**TASK:** Output a verbatim copy of the data, cut off after the line that contains "- identify if we are being listified".

Start of ENTRIES PROVIDED

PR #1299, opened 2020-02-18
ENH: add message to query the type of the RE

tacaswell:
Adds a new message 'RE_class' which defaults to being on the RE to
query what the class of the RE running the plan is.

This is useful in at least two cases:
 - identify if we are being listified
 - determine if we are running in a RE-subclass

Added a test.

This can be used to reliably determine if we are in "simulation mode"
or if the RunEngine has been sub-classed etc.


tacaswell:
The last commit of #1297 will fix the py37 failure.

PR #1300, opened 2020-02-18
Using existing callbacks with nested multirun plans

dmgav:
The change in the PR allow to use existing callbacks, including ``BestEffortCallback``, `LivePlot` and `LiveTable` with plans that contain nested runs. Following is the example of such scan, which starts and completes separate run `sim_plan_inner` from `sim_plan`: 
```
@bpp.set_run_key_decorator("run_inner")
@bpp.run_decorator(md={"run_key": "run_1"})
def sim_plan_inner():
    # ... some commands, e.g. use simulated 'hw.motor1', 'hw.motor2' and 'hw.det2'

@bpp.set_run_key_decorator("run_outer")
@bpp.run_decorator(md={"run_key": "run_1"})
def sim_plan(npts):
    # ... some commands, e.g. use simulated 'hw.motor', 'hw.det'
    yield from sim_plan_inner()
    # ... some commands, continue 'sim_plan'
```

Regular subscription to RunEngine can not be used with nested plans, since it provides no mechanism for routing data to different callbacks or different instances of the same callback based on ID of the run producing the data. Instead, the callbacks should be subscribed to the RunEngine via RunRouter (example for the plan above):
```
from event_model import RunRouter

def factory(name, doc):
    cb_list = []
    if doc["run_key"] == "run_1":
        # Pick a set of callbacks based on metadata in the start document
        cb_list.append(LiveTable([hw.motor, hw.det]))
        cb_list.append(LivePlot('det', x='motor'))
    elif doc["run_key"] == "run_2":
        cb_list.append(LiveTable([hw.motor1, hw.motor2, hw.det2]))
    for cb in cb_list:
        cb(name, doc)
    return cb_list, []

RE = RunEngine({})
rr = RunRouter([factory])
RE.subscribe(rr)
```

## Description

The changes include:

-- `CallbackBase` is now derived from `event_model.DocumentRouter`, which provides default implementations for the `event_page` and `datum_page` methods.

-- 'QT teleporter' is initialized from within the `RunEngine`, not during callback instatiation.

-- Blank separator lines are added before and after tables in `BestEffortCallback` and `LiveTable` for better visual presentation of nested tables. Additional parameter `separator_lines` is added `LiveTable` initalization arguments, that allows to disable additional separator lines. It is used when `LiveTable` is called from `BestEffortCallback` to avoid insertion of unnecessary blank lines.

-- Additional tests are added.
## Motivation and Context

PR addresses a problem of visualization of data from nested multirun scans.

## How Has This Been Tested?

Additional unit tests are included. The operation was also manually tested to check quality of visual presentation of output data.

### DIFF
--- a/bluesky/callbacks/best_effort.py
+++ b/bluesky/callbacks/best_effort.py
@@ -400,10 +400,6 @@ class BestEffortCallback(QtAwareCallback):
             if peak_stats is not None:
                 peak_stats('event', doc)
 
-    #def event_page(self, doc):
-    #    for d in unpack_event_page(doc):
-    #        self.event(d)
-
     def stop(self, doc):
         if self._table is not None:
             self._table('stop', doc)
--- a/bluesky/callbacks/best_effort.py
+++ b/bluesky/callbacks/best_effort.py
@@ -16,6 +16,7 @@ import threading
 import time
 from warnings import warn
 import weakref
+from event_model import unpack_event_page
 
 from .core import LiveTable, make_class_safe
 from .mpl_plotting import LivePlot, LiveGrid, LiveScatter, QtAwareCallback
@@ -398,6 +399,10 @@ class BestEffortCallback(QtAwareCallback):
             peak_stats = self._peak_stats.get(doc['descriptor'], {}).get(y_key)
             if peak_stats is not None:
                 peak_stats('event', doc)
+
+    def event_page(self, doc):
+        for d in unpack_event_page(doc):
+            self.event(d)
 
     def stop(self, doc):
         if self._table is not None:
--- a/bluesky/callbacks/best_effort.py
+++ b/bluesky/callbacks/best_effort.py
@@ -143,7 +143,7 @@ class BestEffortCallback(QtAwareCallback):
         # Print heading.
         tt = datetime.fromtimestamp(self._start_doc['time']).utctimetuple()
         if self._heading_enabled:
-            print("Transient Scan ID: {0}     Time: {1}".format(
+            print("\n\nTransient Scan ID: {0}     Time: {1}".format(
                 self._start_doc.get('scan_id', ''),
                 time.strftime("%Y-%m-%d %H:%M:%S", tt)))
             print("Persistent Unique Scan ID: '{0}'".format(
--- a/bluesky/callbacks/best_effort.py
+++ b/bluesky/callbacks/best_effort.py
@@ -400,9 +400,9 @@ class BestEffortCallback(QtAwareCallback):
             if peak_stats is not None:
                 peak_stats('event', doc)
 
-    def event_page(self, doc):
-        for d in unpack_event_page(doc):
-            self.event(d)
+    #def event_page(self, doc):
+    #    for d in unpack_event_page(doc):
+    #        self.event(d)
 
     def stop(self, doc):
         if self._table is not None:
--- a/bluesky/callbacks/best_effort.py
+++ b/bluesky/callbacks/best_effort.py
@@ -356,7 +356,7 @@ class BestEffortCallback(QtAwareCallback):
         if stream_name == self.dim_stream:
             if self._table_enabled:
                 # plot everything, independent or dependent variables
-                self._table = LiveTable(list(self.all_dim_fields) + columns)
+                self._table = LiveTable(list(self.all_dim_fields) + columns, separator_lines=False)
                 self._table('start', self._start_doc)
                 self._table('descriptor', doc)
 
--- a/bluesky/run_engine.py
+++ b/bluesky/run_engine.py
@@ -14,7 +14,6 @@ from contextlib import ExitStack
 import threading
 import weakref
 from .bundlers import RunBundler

End of ENTRIES PROVIDED

**REPLY:**
PR #1299, opened 2020-02-18
ENH: add message to query the type of the RE

tacaswell:
Adds a new message 'RE_class' which defaults to being on the RE to
query what the class of the RE running the plan is.

This is useful in at least two cases:
 - identify if we are being listified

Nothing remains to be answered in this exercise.